The virus is contagious, so Friendship House immediately tells the parents, and if there are any symptoms, the children are out the prescribed amount of time, Rudd said. If a child has RSV, Rudd said she “immediately” sends a message to all parents letting them know.

Rudd said she keeps close watch over the children in her care, encouraging lots of proper hand washing – singing ABCs twice and scrubbing tops and bottoms – and, even though it is difficult with babies and toddlers, washing whatever they put in their mouths.

“There is not a whole lot you can do with little ones,” Rudd said. “They don’t know how to cover a cough and everything goes in their mouth. ... We do the best that we can to try and keep everything as healthy as possible.”

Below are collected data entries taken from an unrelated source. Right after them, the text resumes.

PR #1542, opened 2022-05-03
Make target for installing ClusterLogging

mgencur:
Might be handy e.g. in debugging upgrade tests where the wathola-sender is shutdown during the test and the logs are lost. By installing ClusterLogging the logs are made available via Kibana.

### DIFF
--- a/Makefile
+++ b/Makefile
@@ -68,6 +68,9 @@ install-tracing-opentelemetry:
 uninstall-tracing-opentelemetry:
 	UNINSTALL_TRACING=true ./hack/tracing.sh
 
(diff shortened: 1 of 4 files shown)


skonto:
The logs exist only during the lifetime of the cluster or we could retrieve them on demand?
Btw as a side note it would be nice to inject the logs of CI jobs into elastic search and failures with context (maybe via predefined queries etc to avoid digging into logs manually).

mgencur:
AFAIK, the logs are queryable/available only when the cluster is up.

pierDipi:
@skonto can we merge this PR?

PR #943, opened 2016-07-20
Add redux-logger package. 

unclechao:


marshallford:
Is this essential? This PR would make for a great wiki entry but I don't see the need for this dependency  when the [Redux DevTools](https://chrome.google.com/webstore/detail/redux-devtools/lmhkpmbekcpmknklioeibfkpmmfibljd?hl=en) Chrome extension already adds logging and time travel.

PR #948, opened 2016-07-23
ESLint configuration

anthonyraymond:
Added Intellij config folder to `.gitignore`
Added already isntalled plugins to `.eslintrc`


davezuko:
Nice changes, thank you!

Issue #976, opened 2016-08-22
Add createReducer Abstraction


low-ghost:
Would be useful to have an abstraction for the pattern of creating a reducer from an object where the key corresponds to an action type. Based on [Redux docs](http://redux.js.org/docs/recipes/ReducingBoilerplate.html#reducers). Since this is probably the inspirational source, perhaps there's a good reason for not including this. Too much magic? Also, establishes pattern for application wide utility functions and (not included) the pattern can be applied to fractal routes. 'Utils' vs 'helpers' semantics... Templating via redux-cli alleviates the manual repetition, but I'm for pulling out code that will be used in every reducer module such as this.

Mentioned in [#934](https://github.com/davezuko/react-redux-starter-kit/issues/934), and probably elsewhere.

Also, awesome project.

low-ghost:
PR #977

davezuko:
We did use a reducer/action creator abstraction in the past, but I really wanted to get away from bombarding users with additional concepts/abstractions/dependencies to understand. The argument could honestly go either way, since one side argues for demonstrating good practices by avoiding repetition, while the other prioritizes an understanding of the fundamentals.

low-ghost:
No problem, figured that was the case. It's a level of abstraction I like, especially if I'm going to be building things out quickly w/ redux-cli. But, I'll just keep my branch in those cases. Thanks

davezuko:
It is definitely a very useful abstraction to have, and one I personally use as well. Unfortunately, one thing we have to consider is that a lot of people picking up this project are new to this ecosystem as a whole, so I try to limit abstractions where possible to get to the meat of the project. My hope is that other users will organically figure some of this stuff out, learn what questions to ask, and possibly find their way back to this very issue :).

PR #977, opened 2016-08-22
feat(redux): Add createReducer Abstraction

low-ghost:
Pr adds an abstraction for the pattern of creating a reducer from an object where the key corresponds to an action type.

[Issue #976](https://github.com/davezuko/react-redux-starter-kit/issues/976)


davezuko:
I appreciate the contribution, but we used to have this and I removed it in the effort of eliminating indirection and keeping things as simple as project.

PR #980, opened 2016-08-23
fix(compile): report errors in webpack compilation

chieffancypants:
Errors in configuration were getting swallowed and reporting `TypeError: Cannot read property 'toJson' of undefined` instead of the actual root cause.  This is because there is an attempt to read the `stats` object (undefined in the case of a compile error) before checking the `err` object


davezuko:
Nice, thank you!

davezuko:
This has been merged: https://github.com/davezuko/react-redux-starter-kit/commit/81b2dfa576291dd55e986f0536dfb4ea661de74b. I had to rebase it, so the PR doesn't reflect its true status. Thank you again.

PR #989, opened 2016-09-04
style(eslint): Enforce linting on all code

neverfox:
I cannot think of a good reason why all code shouldn't come under the same linting rules, so this expands `npm run lint` to cover all major files, including tests.


davezuko:
Agreed, I can't remember why I would have excluded tests, so I always assumed they were linted.

PR #990, opened 2016-09-04
upgrade(multiple): Upgrade of all dependencies that are safe to upgrade

neverfox:
This is a bit dangerous in that it's sweeping, but it should be a safe, across-the-board upgrade. It excludes `history` and `cheerio` to avoid incompatibilities.


davezuko:
Most of these upgrades fall within the `^` rules, so they'd be installed anyways, but I don't see the harm. Thanks.

davezuko:
Rebased and merged, PR status is incorrect.

davezuko:
(Thank you!)

PR #991, opened 2016-09-04
Pull request/eslint rules

neverfox:
This is subjective (and includes changes from `pull-request/linting`) but if it's acceptable, I think it's an improvement. No worries if not.


.eslintrc
```diff
@@ -20,10 +20,21 @@
...
+      },
+      "multiLine" : {
+        "align"       : "colon",
+        "beforeColon" : true,
+        "afterColon"  : true
+      }
+    }],
+    "babel/generator-star-spacing" : 1,
+    "generator-star-spacing"       : 0,
+    "jsx-quotes"                   : [2, "prefer-double"],
```
davezuko: I explicitly overrode StandardJS's double quote preference in JSX, but the rest look good.

build/webpack.config.js
```diff
@@ -7,18 +7,18 @@ import _debug from 'debug'
...
 
 debug('Create configuration.')
 const webpackConfig = {
-  name: 'client',
-  target: 'web',
-  devtool: config.compiler_devtool,
-  resolve: {
-    root: paths.client(),
-    extensions: ['', '.js', '.jsx', '.json']
+  name    : 'client',
```
davezuko: it's so beautiful, just like the early days of this project.

.eslintrc
neverfox: I can revert that one no problem.

davezuko: If you wouldn't mind :).

neverfox: Done

davezuko:
👍

pleunv:
> The primary goal of this project is to remain as unopinionated as possible

I'm not really sure why changes like these are being merged in?
I'm trying to maintain and sync a few forks that we use as boilerplates for our own projects, and (opinionated) changes to linters (and all affected files) are really messing this up, especially if these get reverted back a few days later. I know that a boilerplate is supposed to be a kickstart for a new project, however with some care you should be able to keep a branch with modifications on top of the boilerplate updated fairly easily.

Perhaps my rebasing strategy is bad, however rebasing our modifications on top of the master branch every few weeks feels like the best approach to do this. I'm not sure if there's any other approach that could somehow alleviate some of the nightmare that comes with having to rebase on top of a drastically changed linter config?

I'm open for suggestions, but right now it feels like this might not be sustainable for us very much longer. We will either have to freeze to an older master commit or look at other more easily maintainable/updatable solutions.

Would separating build scripts, dummy project setup, ... into separate modules be a viable approach? Or is that not a direction you want to take with this boilerplate?

PR #992, opened 2016-09-07
ESLINT with Airbnb

chintan9:
just update your repo.


Dr1Ku:
You included your SSH private key here, wrong origin when pushing?

davezuko:
Closing this because of the SSH key being exposed, you will want to remove that commit from your remote so people can't find it.

PR #1000, opened 2016-09-12
Simplify Project

davezuko:


chompomonim:
Wow, you should migrated from koa into express, deprecated css-modules and blueprints. Any motivation on each of this changes?

davezuko:
@chompomonim from the gitter channel:

```
A lot of [the changes] are opinionated, and I'm sure many will disagree. The team I work for at my daytime job is currently working on eliminating babel from our stack, and it's really felt like a breath of fresh air. Removing it plus, on the client, the multiple transforms between the source code and what finally gets executed has helped debugability tremendously and makes it easier to share code without having to make sure everything has a compatible build system. It's become more of a "let's stop always pushing for new all the time, even if it sounds awesome, and instead leverage what we have natively and only import the things that solve our specific needs."

The koa -> express is just purely to eliminate the need to transpile async/await functions, which is sad because koa is brilliant. I know generators could still be abused with co, but ultimately it's easier to just stick with express, especially for such a small server. It does suck to have CommonJS on the server and ES6 imports on the client, but it's great not having to transpile the Node server. And, since Node supports a lot of other ES6 features, most of the other code does not look that different. It does hamper universal rendering, but that's out of this project's scope anyways.

My thoughts [about this project] going forward are... I'd really love to just get everybody using the same thing, and that doesn't have to be my project. My personal goal is to start more thoroughly what we believe to be mandatory to an application. Whenever I used this project to start a new one I'd always find myself stripping out a ton of stuff, which I eventually realized indicated some sort of flaw.
```

terencechow:
Why remove css modules? Seems like it removes functionality that promotes good css practices.

davezuko:
@terencechow I may add them back in with very basic configuration and disabled by default. A large percentage of the issues received in this project related to CSS modules: importing other packages, how to use them, wondering why styles aren't hot reloaded, tricky errors with sass compilation, etc. This is fine, but I don't have the time to support these numbers of issues, so I'd rather give people something they're more familiar with -- and then, per your comment, possibly the option of deciding for themselves if they want to invest their time into CSS modules.

Removing them entirely may not have been necessary, so I will reconsider, but by default I think plain old sass is sufficient if you stick to good naming and practices.

cryptoquick:
I hate to be the pitchforks here, and your progressiveness is admirable, but this really is too soon. For me, this project stopped useful development at `4e53e68`. Guess I'll check back in 2018, when browserside async/await becomes widespread...

davezuko:
That's fine, and people are totally entitled to their opinions. Ultimately this project stopped being useful to me because of how progressive it was trying to be and just how much _stuff_ was going on, so I made the understandably controversial decision to rework it. I apologize (no sarcasm) if this makes your life more difficult or means this project is no longer a viable option to you. I'd love nothing more than to use all of the features supported by Babel but not yet by Node, but ultimately I've come to value the simplicity and peace of mind gained by eliminating transpilation.

hirako2000:
I used this starter kit at both of those stages (with Koa, then with Express).
I find the decision totally justified, beyond the simplification arguments. Folks use a starter kit to get familiar with a given stack - having too many sensitive parts is not always helping to figure out each library.

Koa is awesome, but dragged me into hours of troubleshooting because it's so cutting edge (changing APIs, more scarce solid doc/example than Express). I even had to wrap my own multer as for multi-part forms to get exactly what I needed.

There is plenty to learn on the React/Redux side of things - server can be swapped with Koa, and add css modules for the client side as one goes along with building an app.

Thanks for this project, one of the best starter kit out there.

PR #1003, opened 2016-09-14
fix(nodemon): nodemon mustn't exec node to start the server

akkie:
The command `nodemon --exec node bin/server` does not start the server. Instead it shows the wrong usage of the `nodemon` command. Moreover, nodemon is a node wrapper, so it's not needed to call node as external program.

Qazi said all viruses are especially hard on children today who are now about two and three years old because they were born just before or during the pandemic. Since they were born during a time when everyone was “hunkered down“ when no one was visiting or leaving their homes, the babies didn’t develop their own natural immune systems.

Now those kids are out and about in the world, their siblings are in school, and they are being exposed to the viruses without their own natural defense and getting very sick, Qazi said.

“So that is what happened, and [RSV] just kind of now has become a summer bug for us,” Qazi said.

Qazi said she has been working in pediatrics for “a long time” and she “never saw summer RSV.”

Because of the abnormal pattern in these illnesses, Qazi now tests children with a “triple swab,” which swabs the baby’s nose for COVID-19, influenza and RSV. But sometimes even those three illnesses come back negative and the baby is just sick with a common cold virus or the rhinovirus.

Signs that it is time to take a child to the emergency department include if they stop eating. This typically happens because the infant cannot breathe, she said, adding RSV typically peaks about the fourth day. Qazi also encourages parents who may be concerned their child is getting sicker to first call or request an online appointment with their pediatrician.

McHenry County isn’t out of the woods when it comes to viruses of any kind, be it COVID-19, influenza or RSV, both Qazi and Rudd said.

“The future is unsure,” Rudd said. “The only thing I can say is we will be ready for whatever comes down the road. We just expect the unexpected. That is what we do. We are just hoping from our standpoint that we have things in place.”